Task goal
Give back exactly the lines that run from the beginning of the entries to the line containing "top level model", both included, and nothing else.

Source information
PR #820, opened 2021-10-29
feat: sample generic oscal transform to filter ssp by profile

### LINKED ISSUE #811: Proposed framework for oscal to oscal transformations
Trestle tasks have been construed for unique tasks which may include a large number of parameters related to content that is external. The complexity of this has relied on a configuration file approach to perform various transformations.

When we consider OSCAL files **exclusively** the complexity is more limited and may be containable to a relatively straight forward command.

The objective here would be (as far as is practical) allow chaining of the transformations. Under this the suggestion is of the form:
trestle transform {input top level model type} --input {potentially multiple instances} --output {single output model} --transform x --transform y --transform {order of operations specified by order provided} --extra-params.

Under this regime all parameters required for the transforms would be globally scoped across all transforms (e.g. if a profile is provided it is consistently used). This will limit the depth of transform that is executable, however should contain the complexity.

### A note on files authored using trestle author in markdown
- This issue presumes that users of this functionality must first convert the markdown to oscal then run the transformation tasks.
- It may be possible to cross link this functionality as well.

## Transforms 
Plase note names are indicative
### filter-by-profile:
- Filters the input document by the controls / parts of a corresponding resolved profile
- Applies too (in decreasing order of priority:
  - SSP
  - Component Def
  - AP
  - AR 
  - POAM
- Is a 1:1 map of the same type for input to output
  - Required a `--profile` to be passed

### filter-exclude-components
- Removes components specified by a --components argument and returns the same object to the output location
- Applies to:
   - Component definition
   - SSP
   - AP
   - AR
   - POAM
### filter-include-components
- Filters exclusively for components specified by a --components argument and returns the same object to the output location
- Applies to:
   - Component definition
   - SSP
   - AP
   - AR
   - POAM

### jijna
Applies to all documents where the document model is processed through a jinja engine. It presumes that the context for templates is the trestle root directory and users can pass:
- Input `include` files
- binary vars that will be true when passed e.g `--jinja-var=foo`
- A limited set of pre-built jinja vars that can be extrapolated and documented (e.g. current time)
- Requires special handling of OSCAL parameter substitutions

### aggregate
- many to one aggregation of a given document type with precedence

### resolve profile
- Runs the profile resolution process
-  input is one profile 
- output is one catalog

#### component-defintion-to-ssp
- Best effort conversion from a component definition to a ssp
#### ssp-to-ap
Best effort conversion of a ssp to an ap

#### ap-ar
Best effort conversion of an ap to an ar.

#### cd-profile
Use the component definition to configure a 'all controls used and configured' profile

#### ssp -> component definition
Convert a ssp to a vendor statement (potentially with property based filter)

## Caveats / Assumptions
- Transformations are exclusively based on the assumption we are handling a top level object.
- 
- One to many transforms are not supported, run mulitple workflows.
- if mutliple inputs are provided an aggregation operation is required

### LINKED ISSUE #854: Allow all trestle author *-assemble commands to do an 'in place update' so that uuids / other data is not changed.

fsuits:
## Types of changes

## Summary
Created transform commands for ssp filter by profile, and generate resolved profile catalog.

Also added regenerate option for ssp filter and for ssp assemble, so that ssp assemble will induce no changes on multiple runs if regenerate is False.

New transforms can be added based on these initial examples.

Added more functionality for loading models directly from the trestle directory.

Added test utility to extract the top level uuid of a model.

closes #854  
closes #811
## Key links:


trestle/core/commands/transform_oscal.py
```diff
@@ -0,0 +1,55 @@
...
+
+    def transform(
+        self, trestle_root: pathlib.Path, model_type: str, model_name: str, output_name: str, profile_name: str
+    ) -> int:
+        """Transform the input file based on the profile and infer the output type."""
+        if model_type == const.MODEL_TYPE_SSP:
+            ssp_filter = SSPFilter()
+            return ssp_filter.filter_ssp(trestle_root, model_name, profile_name, output_name)
+        logger.warning(f'Transform operation not available for model type {model_type}')
+        return 1
```
butler54, line 55: The biggest problem I have with this approach is you have presumed if you get an ssp you automatically do a filter. 
I believe the approach should be that the transforms are 'named' 

e.g. `trestle transform --input input_ssp --output output_ssp --transform filter-by-profile -p my_profile`

because you could have:
`trestle transform --input input_ssp --output output_ssp --transform filter-by-components -c component -c component_b

that way we can address multiple types of transforms for a given stage.

butler54 (changes requested):
See feedback on interface.

trestle/core/commands/transform_oscal.py
fsuits: Redid it all more in line with your original plan.

tests/trestle/core/commands/transform_oscal_test.py
```diff
@@ -0,0 +1,136 @@
+# Copyright (c) 2020 IBM Corp. All rights reserved.
```
enikonovad, line 1: 2021

trestle/core/commands/author/ssp.py
```diff
@@ -123,46 +126,91 @@ def _init_arguments(self) -> None:
...
+
+    def _imp_reqs_equivalent(
+        self, imp_reqs: List[ossp.ImplementedRequirement], orig_imp_reqs: List[ossp.ImplementedRequirement]
+    ) -> bool:
+        """
+        Check if imp_reqs are the same except for internal uuids.
+
+        Create copy of each imp_req and set the uuids within it to match the original - then check equality.
+        """
+        if len(as_list(imp_reqs)) == len(as_list(orig_imp_reqs)):
```
enikonovad, line 139: I guess this is done as those two lists can be None, shall we mark them as optional in function's argument definition then?

trestle/core/commands/author/ssp.py
```diff
@@ -123,46 +126,91 @@ def _init_arguments(self) -> None:
...
+            for reqs in zip(imp_reqs, orig_imp_reqs):
```
enikonovad, line 140: If lists are None as expected above this will fail regardless, may be better to check if lists are none at the very beginning?

trestle/core/commands/author/ssp.py
```diff
@@ -123,46 +126,91 @@ def _init_arguments(self) -> None:
...
+        return True
 
     def _run(self, args: argparse.Namespace) -> int:
         log.set_log_level_from_args(args)
+        trestle_root = pathlib.Path(args.trestle_root)
 
+        # load the fresh imp_reqs from the markdown
         try:
+            md_path = trestle_root / args.markdown
+        except Exception as e:
```
enikonovad, line 165: I guess this is because `args.markdown` can be None? As it terminates command execution anyways, wouldn't it be easier to check if the argument is passed and notify the user if it is not?

trestle/core/commands/transform_oscal.py
```diff
@@ -0,0 +1,93 @@
...
+        model_type: str,
+        transform: str,
+        input_name: str,
+        transform_by: str,
+        output_name: str,
+        regenerate: bool
+    ) -> int:
+        """Transform the input file based on the profile and infer the output type."""
+        if model_type == const.MODEL_TYPE_SSP:
+            if transform == const.FILTER_BY_PROFILE:
```
enikonovad, line 79: Could be checked in one if statement

trestle/core/commands/transform_oscal.py
```diff
@@ -0,0 +1,93 @@
...
+                if not transform_by:
+                    logger.warning('A profile name must be provided for transform-by in the command.')
+                    return 1
+                ssp_filter = SSPFilter()
+                return ssp_filter.filter_ssp(trestle_root, input_name, transform_by, output_name, regenerate)
+        elif model_type == const.MODEL_TYPE_PROFILE:
+            if transform == const.GENERATE_RESOLVED_CATALOG:
```
enikonovad, line 86: Same as above

enikonovad (changes requested):
Small changes

tests/trestle/core/commands/transform_oscal_test.py
fsuits: fixed

trestle/core/commands/author/ssp.py
fsuits: I have confirmed they cannot be none so I removed as_list from each.

trestle/core/commands/author/ssp.py
fsuits: I have removed as_list.

trestle/core/commands/author/ssp.py
fsuits: This was a refactoring error.  I have restructured the try block to capture the overall assembly operation.

trestle/core/commands/transform_oscal.py
fsuits: This was intentional because I anticipate more options added here.  I have added a comment.

trestle/core/commands/transform_oscal.py
fsuits: ditto

trestle/core/commands/transform_oscal.py
enikonovad: Thought it could be the reason

enikonovad (approved):
LGTM

butler54 (approved):
LGTM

Exercise solution
PR #820, opened 2021-10-29
feat: sample generic oscal transform to filter ssp by profile

### LINKED ISSUE #811: Proposed framework for oscal to oscal transformations
Trestle tasks have been construed for unique tasks which may include a large number of parameters related to content that is external. The complexity of this has relied on a configuration file approach to perform various transformations.

When we consider OSCAL files **exclusively** the complexity is more limited and may be containable to a relatively straight forward command.

The objective here would be (as far as is practical) allow chaining of the transformations. Under this the suggestion is of the form:
trestle transform {input top level model type} --input {potentially multiple instances} --output {single output model} --transform x --transform y --transform {order of operations specified by order provided} --extra-params.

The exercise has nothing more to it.